● **PROVIDED RECORDS**:
Issue #3683, opened 2017-02-10
Usage of negative turn penalties


oxidase:
Some tests in OSRM make turn penalties updates with negative value. This introduces incorrect behavior in snapping start points and may lead to quite non-obvious problems like #3647 and #3641. 
Practically, negative turn penalties would make turns more preferable instead of going straight with 0 turn penalty. This can be achieved also by using a positive bias value and making all turn weight penalties positive. Duration values are not used as key values in heaps and can be negative.

 - [ ] clarify domain of turn penalties
- [ ] review tests features/car/traffic_turn_penalties.feature and features/testbot/traffic_turn_penalties.feature 
- [ ] adjust updates https://github.com/Project-OSRM/osrm-backend/blob/005124fe1c5c2e71a17531023b2437685b08ff6e/src/contractor/contractor.cpp#L832-L841 
- [ ] add non-negativity check of weights at https://github.com/Project-OSRM/osrm-backend/blob/005124fe1c5c2e71a17531023b2437685b08ff6e/src/contractor/contractor.cpp#L460-L467
- [ ] add at https://github.com/Project-OSRM/osrm-backend/blob/005124fe1c5c2e71a17531023b2437685b08ff6e/src/engine/routing_algorithms/routing_base.cpp#L112 assertion that `to_weight >= 0`

/cc @danpat

danpat:
I think that we should allow for negative turn penalty values.

Consider a simple intersection where most of the traffic is *not* taking the straight maneuver - 25% of the traffic volume goes straight, 75% makes the right-hand turn:

![screen shot 2017-02-13 at 4 09 07 pm](https://cloud.githubusercontent.com/assets/1892250/22909076/cc047560-f206-11e6-9145-f20e4a241cae.png)


Let's say we have samples of all cars passing the "Average speed" measurement point.  It's likely that the average speed is biased towards cars making the turning maneuver.

In this case, it would make sense for the 25% straight through traffic to receive a "negative turn penalty" - it's faster than average to proceed straight.

Of course, the validity of this idea depends on these biases existing.  If the speed approaching the intersection is the average of the vehicles making the fastest maneuver, then all penalties can be positive for the same effect, and the fastest maneuver would have a penalty of 0.

PR #4072, opened 2017-05-22
profiles api v2

emiltin:
improves the profile API and bumps the version from 1 to 2.

## Tasklist
- [x] move properties into profile table
- [x] improve version handling to avoid calling api functions when loading file
- [x] avoid the need for get_restrictions() in profiles
- [x] avoid the need for get_name_suffix_list() in profiles
- [x] reconcile constants.max_turn_weight and contants.precisions
- [x] improve module interface so profiles can include each other easily
- [x] stop using globals, instead pass profile as an arg to way/etc functions
- [x] rename way_functions to process_way (some for node, segment, turn)
- [x] pass functions instead of strings to Handlers.run()
- [x] initialize raster sources in setup() instead of in a separate callback
- [x] rename Handlers to WayHandlers, to prepare for NodeHandlers, etc
- [x] reorder arguments to Handlers functions to match way function.
- [x] group fields in the profile table accessed from c++ under profile.properties
- [x] rename sources to raster in the api
- [x] update profile documentation
- [x] update relevant Wiki pages
- [x] review
- [x] adjust for comments

## Requirements / Relations
This is a breaking change of the profile API.

### DIFF
--- a/docs/profiles.md
+++ b/docs/profiles.md
@@ -1,31 +1,97 @@
-OSRM supports "profiles". Configurations representing different routing behaviours for (typically) different transport modes. A profile describes whether or not we route along a particular type of way, or over a particular node in the OpenStreetMap data, and also how quickly we'll be travelling when we do. This feeds into the way the routing graph is created and thus influences the output routes.
+# OSRM profiles
+OSRM supports "profiles". Profiles representing routing behavior for different transport modes like car, bike and foot. You can also create profiles for variations like a fastest/shortest car profile or fastest/safest/greenest bicycles profile.
+
+ A profile describes whether or not it's possible to route along a particular type of way, whether we can pass a particular node, and  how quickly we'll be traveling when we do. This feeds into the way the routing graph is created and thus influences the output routes.
 
 ## Available profiles
+Out-of-the-box OSRM comes with profiles for car, bicycle and foot. You can easily modify these or create new ones if you like.
 
-Out-of-the-box OSRM comes with several different profiles, including car, bicycle and foot.
+Profiles have a 'lua' extension, and are places in 'profiles' directory.
 
-Profile configuration files have a 'lua' extension, and are found under the 'profiles' subdirectory.
-Alternatively commands will take a lua profile specified with an explicit -p param, for example:
+When running OSRM preprocessing commands you specify the profile with the --profile (or the shorthand -p) option, for example:
 
-`osrm-extract -p ../profiles/car.lua planet-latest.osm.pbf`
+`osrm-extract --profile ../profiles/car.lua planet-latest.osm.pbf`
 
-And then **you will need to extract and contract again** (A change to the profile will typically affect the extract step as well as the contract step. See [Processing Flow](https://github.com/Project-OSRM/osrm-backend/wiki/Processing-Flow))
+## Processing flow
+It's important to understand that profiles are used when preprocessing the OSM data, NOT at query time when routes are computed.
 
-## lua scripts?
+This means that after modifying a profile **you will need to extract, contract and reload the data again** and to see changes in the routing results. See [Processing Flow](https://github.com/Project-OSRM/osrm-backend/wiki/Processing-Flow) for more.
 
-Profiles are not just configuration files. They are scripts written in the "lua" scripting language ( http://www.lua.org )  The reason for this, is that OpenStreetMap data is not sufficiently straightforward, to simply define tag mappings. Lua scripting offers a powerful way of coping with the complexity of different node,way,relation,tag combinations found within OpenStreetMap data.
+## Profiles are written in LUA
+Profiles are not just configuration files. They are scripts written in the [LUA scripting language](http://www.lua.org). The reason for this is that OpenStreetMap data is complex, and it's not possible to simply define tag mappings. LUA scripting offers a powerful way to handle all the possible tag combinations found in OpenStreetMap nodes and ways.
 
-## Basic structure of a profile
+## Basic structure of profiles
+A profile will process every node and way in the OSM input data to determine what ways are routable in which direction, at what speed, etc.
 
-You can understand these lua scripts enough to make interesting modifications, without needing to get to grips with how they work completely.
+A profile will typically:
 
-Towards the top of the file, a profile (such as [car.lua](../profiles/car.lua)) will typically define various configurations as global variables. A lot of these are look-up hashes of one sort or another.
+- Define api version (required)
+- Require library files (optional)
+- Define setup function (required)
+- Define process functions (some are required)
+- Return functions table (required)
 
-As you scroll down the file you'll see local variables, and then local functions, and finally...
+A profile can also define various local functions it needs.
 
-`way_function` and `node_function` are the important functions which are called when extracting OpenStreetMap data with `osrm-extract`.
+Looking at [car.lua](../profiles/car.lua) as an example, at the top of the file the api version is defined and then required library files are included.
 
-The following global properties can be set in your profile:
+Then follows the `setup` functions, which is called once when the profile is loaded. It returns a big hash table of configurations, specifying things like what speed to use for different way types. The configurations are used later in the various processing functions. Many adjustments can be done just be modifying this configuration table.
+
+The setup function is also where you can do other setup, like loading elevation data source if you want to consider that when processing ways.
+
+Then comes the `process_node` and `process_way` functions, which are called for each OSM node and way when extracting OpenStreetMap data with `osrm-extract`.
+
+The `process_turn` function processes every possible turn in the network, and sets a penalty depending on the angle and turn of the movement.
+
+Profiles can also define a `process_segment` function to handle differences in speed along an OSM way, for example to handle elevation. As you can see, this is not currently used in the car profile.
+
+At the end of the file, a table if returned with references to the setup and processing functions the profile has defined.
+
+## Understanding speed, weight and rate 
+When computing a route from A to B there can be different measure of what is the best route. That's why there's a need for different profiles.
+
+Because speeds very on different types of roads, the shortest and the fastest route are typically different. But there are many other possible preferences. For example a user might prefer a bicycle route that follow parks or other green areas, even though both duration and distance are a bit longer.
+
+To handle this, OSRM doesn't simply choose the ways with the highest speed. Instead it uses the concept of `weight` and `rate`. The rate is an abstract measure that you can assign to  ways as you like to make some ways preferable to others. Routing will prefer ways with high rate.
+
+The weight of a way normally computed as length / rate. The weight can be thought of as the resistance or cost when passing the way. Routing will prefer ways with low weight.
+
+You can also set the weight of a way to a fixed value, In this case it's not calculated based on the length or rate, and the rate is ignored.
+
+You should set the speed to you best estimate of the actual speed that will be used on a particular way. This will result in the best estimated travel times.
+
+If you want to prefer certain ways due to other factors than the speed, adjust the rate accordingly. If you adjust the speed, the time time estimation will be skewed.
+
+If you set the same rate on all ways, the result will be shortest path routing.
+If you set rate = speed on all ways, the result will be fastest path routing.
+If you want to prioritize certain street, increase the rate on these.
+
+## Elements
+### api_version
+A profile should set api_version at the top of your profile. This is done to ensure that older profiles are still supported when the api changes. If api_version is not defined, 0 will be assumed. The current api version is 2.
+
+### Library files
+The folder [profiles/lib/](../profiles/lib/) contains LUA library files for handling many common processing tasks.
+
+File              | Notes
+------------------|------------------------------
+way_handlers.lua  | Functions for processing way tags
+tags.lua          | Functions for general parsing of OSM tags
+set.lua           | Defines the Set helper for handling sets of values
+sequence.lua      | Defines the Sequence helper for handling sequences of values
+access.lua        | Function for finding relevant access tags
+destination.lua   | Function for finding relevant destination tags
+destination.lua   | Function for determining maximum speed
+guidance.lua      | Function for processing guidance attributes
+
+They all return a table of functions when you use `require` to load them. You can either store this table and reference it's functions later, of if you need only a single you can store that directly.
+
+### setup()
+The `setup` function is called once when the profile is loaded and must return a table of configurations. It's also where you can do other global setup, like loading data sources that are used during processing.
PR #4076, opened 2017-05-23
don't collapse highway ramps into uturns (#4074)

### LINKED ISSUE #4074: Name -> Ref change considered obvious
When changing from a road with name `X` onto a road that is only offering a reference `Y` (e.g. each highway ramp onto a major motorway name only with a reference), the name change is considered obvious.
This behaviour leads to classifying roads as u-turns invalidly.

One example can be found here: http://0.0.0.0:9966/?z=18&center=40.585056%2C-122.349908&loc=40.585645%2C-122.349780&loc=40.584944%2C-122.352542&hl=en&alt=0

screen shot 2017-05-23 at 11 15 41 2

There are two aspects to this, one is that a `ramp` should never be part of a u-turn.
The other is that name changes like this are, in my opinion, not obvious and should constitute a full new name.

MoKob:
# Issue

resolves #4074

## Tasklist
 - [ ] review
 - [ ] adjust for comments

### DIFF
--- a/src/engine/guidance/collapse_scenario_detection.cpp
+++ b/src/engine/guidance/collapse_scenario_detection.cpp
@@ -147,6 +147,12 @@ bool isUTurn(const RouteStepIterator step_prior_to_intersection,
             step_prior_to_intersection, step_entering_intersection, step_leaving_intersection))
         return false;
 
+    // uturns only allowed on turns
+    if (!hasTurnType(*step_entering_intersection, TurnType::Turn) &&
+        !hasTurnType(*step_entering_intersection, TurnType::Continue) &&
+        !hasTurnType(*step_entering_intersection, TurnType::EndOfRoad))
+        return false;
+
     // the most basic condition for a uturn is that we actually turn around
     const bool takes_u_turn = bearingsAreReversed(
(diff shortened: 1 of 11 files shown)


src/engine/guidance/collapse_scenario_detection.cpp
```diff
@@ -147,6 +147,9 @@ bool isUTurn(const RouteStepIterator step_prior_to_intersection,
             step_prior_to_intersection, step_entering_intersection, step_leaving_intersection))
         return false;
 
+    if (hasTurnType(*step_entering_intersection), TurnType::OnRamp)
```
daniel-j-h: Is `OnRamp` the only type we need to care about here? Why this one specifically - because it fixes the particular edge case? What about e.g. `OffRamp`?

MoKob: Of course we want `OffRamp` as well. Thank you for pointing it out. It might be that other types are also of interest, although none come to mind right now. Added `OffRamp`.

MoKob:
Added the whitelist approach. Will rebase to get Changelog unconflicted

Issue #4078, opened 2017-05-23
Left instead of Right


MoKob:
There is a copy/paste issue in handling forks, assigning left instead of right to a turn (located [here](https://github.com/Project-OSRM/osrm-backend/blob/a63b43c259d49fc4915810eb4bfdd86bc78bce93/src/extractor/guidance/intersection_handler.cpp#L281))

![screen shot 2017-05-23 at 12 32 22 2](https://cloud.githubusercontent.com/assets/12932279/26353212/93fe0fb2-3fbf-11e7-8dc1-f3e81be60a28.png)

PR #4079, opened 2017-05-23
fix invalid turn angle in forks

MoKob:
# Issue

resolves https://github.com/Project-OSRM/osrm-backend/issues/4078

## Tasklist
 - [x] review
 - [x] adjust for comments

### DIFF
--- a/src/extractor/guidance/turn_handler.cpp
+++ b/src/extractor/guidance/turn_handler.cpp
@@ -705,9 +705,8 @@ void TurnHandler::handleDistinctConflict(const EdgeID via_edge,
         const auto left_classification = node_based_graph.GetEdgeData(left.eid).road_classification;
         const auto right_classification =
             node_based_graph.GetEdgeData(right.eid).road_classification;
-        if (canBeSeenAsFork(left_classification, right_classification))
-            assignFork(via_edge, left, right);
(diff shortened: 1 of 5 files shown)


src/extractor/guidance/turn_handler.cpp
```diff
@@ -705,9 +705,8 @@ void TurnHandler::handleDistinctConflict(const EdgeID via_edge,
         const auto left_classification = node_based_graph.GetEdgeData(left.eid).road_classification;
         const auto right_classification =
             node_based_graph.GetEdgeData(right.eid).road_classification;
-        if (canBeSeenAsFork(left_classification, right_classification))
-            assignFork(via_edge, left, right);
-        else if (left_classification.GetPriority() > right_classification.GetPriority())
+
```
daniel-j-h: The c&p issue above I get but why do we need the change here removing the `canBeSeenAsFork` branch?

MoKob: Fork does left/right assignment which does not really work in all cases. I wasn't able to reproduce a case for it, but since we are assigning all right/ all left turns here, assigning 'fork left/fork right` doesn't do so well.

MoKob:
Travis hanging here, in CI its completely passed.

PR #5342, opened 2019-01-15
Fix cpack config by pointing to a correct LICENSE file

Antti:
In `cmake/CPackConfig.cmake` we set `CPACK_RESOURCE_FILE_LICENSE` to be `LICENCE.TXT`, while this file is actually called `LICENSE.TXT`

* Fix `CPACK_RESOURCE_FILE_LICENSE` to point to a correct license file.


danpat:
Thanks!

PR #5345, opened 2019-01-23
Add waypoints parameter to viaroute API

danpat:
# Issue

This adds a `waypoints=` parameter to the `viaroute` plugin, similar to the one on the `match` plugin.

What does it do?  In a nutshell, it lets you suppress depart/arrive instructions for some waypoints.  This is helpful if you want to provide some coordinates to guide the path the route takes, but don't want them to be announced as waypoints.

## Tasklist

 - [ ] review
 - [ ] adjust for comments

## Requirements / Relations

### DIFF
--- a/features/testbot/via.feature
+++ b/features/testbot/via.feature
@@ -18,6 +18,23 @@ Feature: Via points
             | waypoints | route           |
             | a,b,c     | abc,abc,abc,abc |
 
+    Scenario: Simple via point with waypoints collapsing
+        Given the node map
+            """
+            a b c
+            """
+
+        And the ways
+            | nodes |
+            | abc   |
+
+       Given the query options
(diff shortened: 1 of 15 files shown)


features/testbot/via.feature
```diff
@@ -18,6 +18,23 @@ Feature: Via points
...
+        And the ways
+            | nodes |
+            | abc   |
+
+       Given the query options
+            | waypoints | 0;2   |
+
+        When I route I should get
+            | waypoints | route       |
+            | a,b,c     | abc,abc     |
```
1ec5: Let’s also test the case where the waypoint is located at an intersection and the route ends up making a non-obvious turn at that intersection; we’d expect the route to contain a maneuver at that point, rather than eliding it completely.

Issue #5353, opened 2019-02-05
Consider acceleration profiles for short trips


danpat:
When you request routes between two very close locations, we currently assume you'll be travelling at full speed all the way.

This leads us to under-estimate travel times for very short trips.  Imagine feeding a mix of close-by coordinates, and medium-distancey coordinates into a `/table` API call and then sending the results to an route optimizer - the results can be less than ideal, depending on the spread.

For car routing, we should consider the effects of acceleration/deceleration.  For longer journeys the effect is minimal, but for short trips, it can dominate the travel time.  I think we need two things:

  1.  A way to specify the acceleration/braking curves either as a URL parameter, or as part of the `car.lua` profile
  2. A way to decide whether all waypoints should be subject to the acceleration/braking penalties (e.g. waypoints where you stop vs ones where you don't)

We should also consider how this works with all plugins - i.e. I don't think acceleration should be considered for map matching, by default.

As a secondary feature, we could also consider acceleration when calculating turn costs.

PR #5354, opened 2019-02-07
[WIP] add stoppage penalties to table_params and use to penalize table results

kevinkreiser:
# Issue

This PR is meant as a step toward addressing #5353 

The gist is that I've added a place for new table parameters that allow you to add a penalty (in terms of time/duration) to each table result (source/target pair) based on how acceleration at the beginning of that trip might happen and how deceleration at the end of the trip might happen.

The additional parameters are a minimum and maximum penalty in seconds. Basically an upper and lower bound. The penalty will vary with respect to the expected speed of travel on the edge where the source/target was correlated in the graph. The slower the speed of the edge, the lesser the penalty. The idea being that it takes you less time to get up to speed or come to a stop for edges with slower speeds. The inverse should hold true for edges with higher speeds.

For edge speeds lower than a certain cutoff, no penalty is applied. For edge speeds greater than a certain cutoff, the user provided maximum penalty is applied (this probably doesnt make sense for space travel, but should be ok for personal vehicle travel). Speeds in between the two extrema result in a penalty that is a linear combination of the upper and lower user-supplied penalties.

## Tasklist

 - [ ] review
 - [ ] adjust for comments

## Requirements / Relations

### DIFF
--- a/include/util/typedefs.hpp
+++ b/include/util/typedefs.hpp
@@ -48,7 +48,7 @@ struct osm_way_id
 struct duplicated_node
 {
 };
-}
+} // namespace tag
 using OSMNodeID = osrm::Alias<std::uint64_t, tag::osm_node_id>;
 static_assert(std::is_pod<OSMNodeID>(), "OSMNodeID is not a valid alias");
 using OSMWayID = osrm::Alias<std::uint64_t, tag::osm_way_id>;
@@ -117,7 +117,13 @@ static const EdgeDuration MAXIMAL_EDGE_DURATION = std::numeric_limits<EdgeDurati
 static const EdgeDistance MAXIMAL_EDGE_DISTANCE = std::numeric_limits<EdgeDistance>::max();
 static const TurnPenalty INVALID_TURN_PENALTY = std::numeric_limits<TurnPenalty>::max();
 static const EdgeDistance INVALID_EDGE_DISTANCE = std::numeric_limits<EdgeDistance>::max();
-static const EdgeDistance INVALID_FALLBACK_SPEED = std::numeric_limits<double>::max();
+static const EdgeDistance INVALID_FALLBACK_SPEED = std::numeric_limits<EdgeDistance>::max();
+static const EdgeDuration INVALID_MINIMUM_STOPAGE_PENALTY =
+    std::numeric_limits<EdgeDuration>::max();
+static const EdgeDuration INVALID_MAXIMUM_STOPAGE_PENALTY =
+    std::numeric_limits<EdgeDuration>::max();
+constexpr double MINIMAL_ACCEL_DECEL_PENALIZABLE_SPEED = 10;
+constexpr double MAXIMAL_ACCEL_DECEL_PENALIZABLE_SPEED = 40;
 
 // FIXME the bitfields we use require a reduced maximal duration, this should be kept consistent
 // within the code base. For now we have to ensure that we don't case 30 bit to -1 and break any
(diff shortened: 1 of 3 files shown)


src/engine/plugins/table.cpp
```diff
@@ -106,6 +132,30 @@ Status TablePlugin::HandleRequest(const RoutingAlgorithmsInterface &algorithms,
...
+                if (stoppage_penalty_range >= 0 &&
+                    result_tables_pair.first[table_index] != MAXIMAL_EDGE_DURATION)
+                {
+                    const auto &source =
+                        snapped_phantoms[params.sources.empty() ? row : params.sources[row]];
+                    const auto &destination =
+                        snapped_phantoms[params.destinations.empty() ? column
+                                                                     : params.destinations[column]];
+
+                    // TODO: if phantom node is actual node, will the distance/duration be 0?
```
kevinkreiser: can anyone with more experience speak to this question? when the correlated point is close to a graph node, can the distance/duration be really small? do i need to worry about `reverse_distance/duration`?

include/util/typedefs.hpp
```diff
@@ -117,7 +117,13 @@ static const EdgeDuration MAXIMAL_EDGE_DURATION = std::numeric_limits<EdgeDurati
 static const EdgeDistance MAXIMAL_EDGE_DISTANCE = std::numeric_limits<EdgeDistance>::max();
 static const TurnPenalty INVALID_TURN_PENALTY = std::numeric_limits<TurnPenalty>::max();
 static const EdgeDistance INVALID_EDGE_DISTANCE = std::numeric_limits<EdgeDistance>::max();
-static const EdgeDistance INVALID_FALLBACK_SPEED = std::numeric_limits<double>::max();
+static const EdgeDistance INVALID_FALLBACK_SPEED = std::numeric_limits<EdgeDistance>::max();
```
kevinkreiser: wondering why these all aren't just `constexpr`?

danpat: This code predates C++11 and hasn't been updated :-)

src/engine/plugins/table.cpp
```diff
@@ -106,6 +132,30 @@ Status TablePlugin::HandleRequest(const RoutingAlgorithmsInterface &algorithms,
...
+
+                    auto source_penalty =
+                        stoppage_penalty(source.forward_distance / source.forward_duration,
+                                         params.min_stoppage_penalty,
+                                         stoppage_penalty_range);
```
danpat: Oh bother - `forward` here is relative to the edge direction in the graph - and there's no guarantee that the `forward` direction was the one used in the actual route.  I can't think of an easy way to get that information at this location either....

kevinkreiser: i wondered that :smile: 

does it mean that the duration/distance may be 0 depending on which one you pick?

danpat: Yes.  In general I think I'm going to take back my "let's just adjust the table results after the fact" - there's not going to be an easy way to get it right here.  I think it will make more sense to adjust the phantom node durations before routing begins, then we don't have to worry about which one was picked.

kevinkreiser: wont dont really care which direction they went, we only care the speed they went. can you have different durations depending on the direction you travel on the edge? i mean i know in real life its possible (but kind of absurd) but i mean in terms of the data model can we even have different speeds? also is the duration just the portion of the edge that was traveled or is it the full edge? 

seems like one of the directions had to be used, and if we can say an edge has the same speed in both directions we can just pick one to get the speed?

kevinkreiser:
changing the source branch for this work

PR #5357, opened 2019-02-07
Add Acceleration Profiles to Tune Route Duration (especially for short trips)

kevinkreiser:
# Issue

This PR is meant as a step toward addressing #5353

The gist is that we've added a new base parameter that allows you to select an acceleration profile. The idea being that this should increase the accuracy of the estimated duration of a trip by including some amount of penalty for starting/arriving from/at the given waypoints.

The additional parameter is the name of an acceleration profile which selects, at runtime, a profile appropriate for the vehicle being driven. Internally this essentially selects a coefficient of a larger set of equations used to estimate the time it takes to get up to or speed or come to a full stop. In the end this will add time to the routes duration. The penalty will vary with respect to the expected speed of travel on the edge where the waypoint was correlated in the graph. The slower the speed of the edge, the lesser the penalty. The idea being that it takes you less time to get up to speed or come to a stop for edges with slower speeds. The inverse should hold true for edges with higher speeds.

## Tasklist

 - [ ] review
 - [ ] adjust for comments

## Requirements / Relations

### DIFF
--- a/include/util/typedefs.hpp
+++ b/include/util/typedefs.hpp
@@ -119,6 +119,14 @@ static const TurnPenalty INVALID_TURN_PENALTY = std::numeric_limits<TurnPenalty>
 static const EdgeDistance INVALID_EDGE_DISTANCE = std::numeric_limits<EdgeDistance>::max();
 static const EdgeDistance INVALID_FALLBACK_SPEED = std::numeric_limits<double>::max();
 
+// Recommended value for passenger vehicles from
+// https://fdotwww.blob.core.windows.net/sitefinity/docs/default-source/content/rail/publications/studies/safety/accelerationresearch.pdf?sfvrsn=716a4bb1_0
+static const double ACCELERATION_ALPHA_CAR = 6.0;
+static const double ACCELERATION_ALPHA_FAST_CAR = 18;
+static const double ACCELERATION_ALPHA_SLOW_CAR = 2;
+static const double ACCELERATION_ALPHA_TRUCK = 1.5;
+static const double ACCELERATION_ALPHA_TRACTOR_TRAILER = 0.5;
+
 // FIXME the bitfields we use require a reduced maximal duration, this should be kept consistent
 // within the code base. For now we have to ensure that we don't case 30 bit to -1 and break any
 // min() / operator< checks due to the invalid truncation. In addition, using signed and unsigned
--- a/src/engine/plugins/table.cpp
+++ b/src/engine/plugins/table.cpp
@@ -86,8 +86,11 @@ Status TablePlugin::HandleRequest(const RoutingAlgorithmsInterface &algorithms,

● **AIM OF THE TASK**: Show every line from the entries that includes the word "influences".

● **SOLUTION TO THIS PROBLEM**:
-OSRM supports "profiles". Configurations representing different routing behaviours for (typically) different transport modes. A profile describes whether or not we route along a particular type of way, or over a particular node in the OpenStreetMap data, and also how quickly we'll be travelling when we do. This feeds into the way the routing graph is created and thus influences the output routes.
+ A profile describes whether or not it's possible to route along a particular type of way, whether we can pass a particular node, and  how quickly we'll be traveling when we do. This feeds into the way the routing graph is created and thus influences the output routes.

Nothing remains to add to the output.